Whether you live in the United States, Israel, Europe or anywhere else, chances are you’ve heard of the push to raise minimum wage. For example, in the United States, labor unions and political lobbying groups across the country have been calling for the country’s minimum wage to be increased from $7.25 to $15 per hour.
Whilst many applaud this notion, I find myself opposing it due to the crippling effects that it could have on businesses’ financial performances, and consequently on the livelihoods of workers themselves.
The reason for my stance begins with a case study of a typical large American organization, the Coca Cola Bottling Company Limited.

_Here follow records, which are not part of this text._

PR #230, opened 2024-09-27
Build Mac wheels in CI

scotts:
Note that this summary was written a month after opening the PR. As evidenced by the commit history below, getting this in shape has been a journey. A summary of the actual changes we'll commit:

1. A separate workflow for compiling and testing Mac wheels. While it has a lot of overlap with the workflow for Linux wheels, there is still some specialization needed when building the wheel. In particular, we are actually still using the [test-infra@macbuildwheel](https://github.com/pytorch/test-infra/tree/macbuildwheel) branch. Eventually that branch will get merged, and we can use main, just like with Linux. At that point, it will be worth seeing if we can consolidate the workflows and make Mac vs Linux a matrix option. (And maybe CUDA as well, see #272.)
2. Minor changes to the Linux wheel workflow to keep it aligned with Mac wheels.
3. Generalization of some of our packaging scripts to be aware of "Linux" versus "Darwin."
4. The removal of logging calls (`VLOG` and `LOG`) from our C++ code. For reasons that we have not been able to fully explain, we get segfaults in those logging calls only when we ran from a Mac wheel. We do not segfault there when we build and test Mac from source, or in any situation with Linux. That might indicate a problem in PyTorch core. If we want logging back, we can decide how best to it then.


.github/workflows/macos_wheel.yaml
```diff
@@ -24,6 +24,36 @@ defaults:
     shell: bash -l -eo pipefail {0}
 
 jobs:
+  generate-matrix:
+    uses: pytorch/test-infra/.github/workflows/generate_binary_build_matrix.yml@main
```
atalman, line 28:
```suggestion
    uses: pytorch/test-infra/.github/workflows/generate_binary_build_matrix.yml@macbuildwheel
```

.github/workflows/macos_wheel.yaml
```diff
@@ -24,6 +24,36 @@ defaults:
...
+      test-infra-ref: main
+      with-xpu: disable
+      with-rocm: disable
+      with-cuda: disable
+  build:
+    needs: generate-matrix
+    strategy:
+      fail-fast: false
+    name: Build and Upload Mac wheel
+    uses: pytorch/test-infra/.github/workflows/build_wheels_macos.yml@main
```
atalman, line 42:
```suggestion
    uses: pytorch/test-infra/.github/workflows/build_wheels_macos.yml@macbuildwheel
```

.github/workflows/macos_wheel.yaml
```diff
@@ -32,7 +62,12 @@ jobs:
         python-version: ['3.9']
         ffmpeg-version-for-tests: ['4.4.2', '5.1.2', '6.1.1', '7.0.1']
     if: ${{ always() }}
+    needs: build
     steps:
+      - uses: actions/download-artifact@v3
+        with:
+          name: pytorch_torchcodec__${{ matrix.python-version }}_cpu_
+          path: pytorch/torchcodec/dist/
       - name: Setup conda env
```
atalman, line 71: Looks like this step is not working as intended. I get something like this:
```
....
  # To activate this environment, use
  #
  #     $ conda activate test
  #
  # To deactivate an active environment, use
  #
  #     $ conda deactivate
  

setup-miniconda ran successfully
```

However next step:
```
Run python3 -m pip install --upgrade pip
  python3 -m pip install --upgrade pip
  shell: /bin/bash -l -eo pipefail {0}
  env:
    INPUT_RUN_POST: true
    CONDA: /Users/ec[2](https://github.com/pytorch/torchcodec/actions/runs/11260601615/job/31315172014?pr=230#step:4:2)-user/miniconda3
    CONDA_PKGS_DIR: /Users/ec2-user/conda_pkgs_dir
Requirement already satisfied: pip in /Library/Frameworks/Python.framework/Versions/[3](https://github.com/pytorch/torchcodec/actions/runs/11260601615/job/31315172014?pr=230#step:4:3).10/lib/python3.10/site-packages (24.2)
```

It picks python 3.10

.github/workflows/macos_wheel.yaml
```diff
@@ -69,9 +99,30 @@ jobs:
 
           conda install "ffmpeg=${{ matrix.ffmpeg-version-for-tests }}" -c conda-forge
           ffmpeg -version
+
+      - name: Install test dependencies
```
atalman, line 103: For this step I suggest we onboard to validation framework:
https://github.com/pytorch/test-infra/blob/main/.github/workflows/validate-domain-library.yml

This is exactly the use case we wrote validation framework for:
https://github.com/pytorch/test-infra/wiki/Validation-Framework

.github/workflows/macos_wheel.yaml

This organization employs over 8,200 workers in the United States alone. Lets assume that the company employs each worker for the US minimum wage rate of $7.25 per hour. If each employee works for 40 hours per week (the maximum legal amount in the US excluding overtime), then the Coca Cola Bottling Company is paying each employee a weekly wage of $290, which is a monthly income of $1 160. This means that the minimum total expenditure on wages is $9 512 000 per month.
Imagine that the minimum wage rate increases to $15 per hour. Each employee would then receive a weekly wage of $600, and a monthly income of $2 400. The company’s new total wage expenses are $19 680 000 per month.
This is a wage increase of $10 168 000. Given that the Coca Cola Bottling Company had a net income of $50 150 000 in 2016 (this is gross profit minus expenses and tax), one such increase in wage expenses could severely deplete the company’s profit margins.
Once a company faces such a significant decrease in profit margins, they may be inclined to implement a turnaround strategy, whereby the company recovers costs by making internal changes to its corporate environment. A popular method of executing this strategy is employee retrenchment. It’s quick to implement, and shows almost immediate results in terms of decreasing expenses. It has also been widely adopted in the past by major corporations such as Dell and Microsoft.
The decision to raise the minimum wage by such significant margins will have a detrimental effect on many organizations’ financial performances, which could lead to thousands of workers losing their jobs and their monthly incomes. If minimum wage is to be increased, it needs to be done on a regular basis with incremental increases that will not have a significant effect on company profits margins. Any other form of minimum wage increases could curb the financial prosperity of organizations and their employees alike.